# Fans



## mc_ram (Oct 7, 2006)

im wondering if i will need to buy fan guards?
do they usually come with the order?


(i want to order everything in a one-er, to save delivery charges -yes, im cheap)


----------



## carsey (Aug 19, 2006)

It depends what company you get them from.

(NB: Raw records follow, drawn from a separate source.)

PR #157, opened 2016-06-17
SDK-117: Adding live log support in command run method

msumit:
Opening up a fresh PR as prev PR (https://github.com/qubole/qds-sdk-py/pull/134/files) got all messed up.

### DIFF
--- a/qds_sdk/commands.py
+++ b/qds_sdk/commands.py
@@ -721,6 +721,7 @@ class HadoopCommand(Command):
         parsed['tags'] = options.tags
         parsed["command_type"] = "HadoopCommand"
         parsed['print_logs'] = options.print_logs
+        parsed['print_logs_live'] = options.print_logs_live
 
         if len(args) < 2:
             raise ParseError("Need at least two arguments", cls.usage)
--- a/qds_sdk/commands.py
+++ b/qds_sdk/commands.py
@@ -87,10 +87,24 @@ class Command(Resource):
         Returns:
             Command object
         """
+        err_pointer, tmp_pointer, new_bytes = 0, 0, 0
         cmd = cls.create(**kwargs)
         while not Command.is_done(cmd.status):
             time.sleep(Qubole.poll_interval)
             cmd = cls.find(cmd.id)
+            if kwargs.get('print_logs_live', False):
+                log, err_length, tmp_length = cmd.get_log_partial(err_pointer, tmp_pointer)
+
+                if err_length != "0":
+                    err_pointer += int(err_length)
+                    new_bytes = int(err_length) + int(tmp_length) - tmp_pointer
+                    tmp_pointer = int(tmp_length)
+                else:
+                    tmp_pointer += int(tmp_length)
+                    new_bytes = int(tmp_length)
+
+                if len(log) > 0 and new_bytes > 0:
+                    print >>sys.stderr, log[-new_bytes:]
 
         return cmd
 
@@ -136,6 +150,19 @@ class Command(Resource):
         r = conn.get_raw(log_path)
         return r.text
 
+    def get_log_partial(self, err_pointer=0, tmp_pointer=0):
+        """
+        Fetches log for the command represented by this object
+
+        Returns:
+            The log as a string
+        """
+        log_path = self.meta_data['logs_resource']
+        conn = Qubole.agent()
+        r = conn.get_raw(log_path, params={'err_file_processed':err_pointer, 'tmp_file_processed':tmp_pointer})
+        if 'err_length' in r.headers.keys() and 'tmp_length' in r.headers.keys():
+            return [r.text, r.headers['err_length'], r.headers['tmp_length']]
+        return [r.text, 0, 0]
 
     @classmethod
     def get_jobs_id(cls, id):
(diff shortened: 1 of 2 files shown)


msumit:
cc - @harshshah87 @adeshr @sourabh912 @yogesh2021

qds_sdk/commands.py
```diff
@@ -136,6 +150,19 @@ def get_log(self):
         r = conn.get_raw(log_path)
         return r.text
 
+    def get_log_partial(self, err_pointer=0, tmp_pointer=0):
+        """
```
sourabh912: I think instead of defining another fn i.e `get_log_partial `, can we use fn `get_log` itself ? 
Maybe modify it to something like:
 `def get_log(self, err_pointer=0, tmp_pointer=0)`
Instead of returning r.text, we now would have to return a list [] and handle it in all places where we are reading the return value from this fn.

qds_sdk/commands.py
```diff
@@ -87,10 +87,24 @@ def run(cls, **kwargs):
         Returns:
             Command object
         """
+        err_pointer, tmp_pointer, new_bytes = 0, 0, 0
         cmd = cls.create(**kwargs)
         while not Command.is_done(cmd.status):
             time.sleep(Qubole.poll_interval)
             cmd = cls.find(cmd.id)
+            if kwargs.get('print_logs_live', False):
+                log, err_length, tmp_length = cmd.get_log_partial(err_pointer, tmp_pointer)
```
sourabh912: @msumit : Can you briefly describe your logic of updating the tmp and err pointers ? 
I do not have much idea about the how we fetch the logs from tmp and error files. 
It would help me in understanding your change better.

qds_sdk/commands.py
```diff
@@ -87,10 +87,24 @@ def run(cls, **kwargs):
...
+                if err_length != "0":
+                    err_pointer += int(err_length)
+                    new_bytes = int(err_length) + int(tmp_length) - tmp_pointer
+                    tmp_pointer = int(tmp_length)
+                else:
+                    tmp_pointer += int(tmp_length)
+                    new_bytes = int(tmp_length)
+
+                if len(log) > 0 and new_bytes > 0:
+                    print >>sys.stderr, log[-new_bytes:]
```
sourabh912: Should we write the error logs to a file (default will be `sys.stderr`)? This way we can provide flexibility to the user to save logs in any file and not just `sys.stderr`.  

Please check out the comment 1 on [this](http://stackoverflow.com/questions/5574702/how-to-print-to-stderr-in-python) stackoverflow link

As a side note, `print >> sys.stderr` is not supported in Python 3.

qds_sdk/commands.py
msumit: dont want to mess around with get_log method, as it might be used by others who build their things on top of sdk

qds_sdk/commands.py
msumit: plz check old PR, there is a long discussion on that.

qds_sdk/commands.py
msumit: This is useful only when invoked via cli, so if someone wants to store logs in a file, they can call `get_log` method and redirect it to a file.

msumit: should I changed print to `sys.stderr.write(log[-new_bytes:])`?

qds_sdk/commands.py
harshshah87: Can you add this comment in the code. and edit if required. 

"""
log: Text string returned by the API.
err_length: The length of err file text (bytes).
tmp_length: The length of tmp file text which is present in the "log" var.
err_pointer: Stores the err text we have processed/recv until now and it gets passed to API in next file to indicate where to start from to get the new logs.
tmp_pointer: Same as err_pointer except it indicates the bytes of tmp file processed.

new_bytes: This is the amount of new text we need to display at every iteration.
This will be addition of the tmp_length and err_length we have recv except the tmp_pointer.
If err length is non zero, then tmp_pointer needs to be reset to the current temp_length as the err_length var will contain 
"""

qds_sdk/commands.py
harshshah87: from __future__ import print_function
 print('spam', file=sys.stderr)

This was the suggestion.

qds_sdk/commands.py
sourabh912: @msumit: `get_log` is an internal function. We should be good as long as people are only calling this function. They won't have to change signature of this fn because the extra arguments (`err_pointer `, `tmp_pointer `) that we want to add, will have default values.

msumit: nop, when someone imports sdk, they access this method directly. we can add extra args without breaking them, but response is changing as well here, which might break existing tools.

qds_sdk/commands.py
msumit: added some comments

qds_sdk/commands.py
msumit: added python3 compatible print

qds_sdk/commands.py
```diff
@@ -87,10 +88,28 @@ def run(cls, **kwargs):
         Returns:
             Command object
         """
+
+        # vars to keep track of actual logs bytes (err, tmp) and new bytes seen in each iteration
+        err_pointer, tmp_pointer, new_bytes = 0, 0, 0
         cmd = cls.create(**kwargs)
```
harshshah87: One last thing from my side.

Can you pop "print-live-logs" from the kwargs here. We are not doing it during runaction and sending this argument to the API. To be consistent in the print-logs popping which happened in runaction, you can use positional argument to be passed here or simply pop before create like we do it in submitaction(). based on what approach you feel is the best, keep the '''print_logs = args.pop("print_logs")''' line from runaction together here. I.e like submitaction, before issuing a create, pop all arguments not required and later use them. 

I think while testing it, API must have ignored the extra argument. 

There are two review comments which looks active (including this one) and once we have closure on these, I can merge the changes over the weekend.

msumit: done

harshshah87:
Merged the changes:
Commit id: 83ec6b30862843acb38d966687111a89d15414ab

Have you a link to the product and we will see if they supply guards?


----------



## mc_ram (Oct 7, 2006)

coolermaster


----------



## carsey (Aug 19, 2006)

What type?? They sell alot of fans and it will be hard to guess which ones come with grilles or not.


----------



## mc_ram (Oct 7, 2006)

sorry,

http://www.coolermaster-europe.com/index.php?LT=uk&Language_s=15&url_place=product_list&p_class=1496


----------



## carsey (Aug 19, 2006)

Looks like they dont.

This appears to be the packing of the item:

http://www.coolermaster-europe.com/product_common_images/c1e53e5baa3790b4b55ce854d0a8b72a.jpg

A guard is only about 99p from most shops


----------



## mc_ram (Oct 7, 2006)

thanks, should of worked out myself, cheers


----------



## carsey (Aug 19, 2006)

No problem. Always happy to help.


----------